PR #114, opened 2023-04-21
fix: Drop support for org-level Awala endpoints

gnarea:
We don't need that ever since we started capturing Awala PDAs.


src/org.spec.ts
```diff
@@ -184,27 +147,6 @@ describe('org', () => {
   });
 
   describe('updateOrg', () => {
-    test('Valid data should be updated', async () => {
```
gnarea, line 187: I deleted this test because there's no data to update. We still check the name is the same in the test below.

levansuper (approved):

src/org.spec.ts
levansuper: in this case we don't we need to remove the endpoint at all?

_ _ _ _ _

What this task involves: What is needed is every line of the records above that contains the word "describe".

Response below:
@@ -184,27 +147,6 @@ describe('org', () => {
   describe('updateOrg', () => {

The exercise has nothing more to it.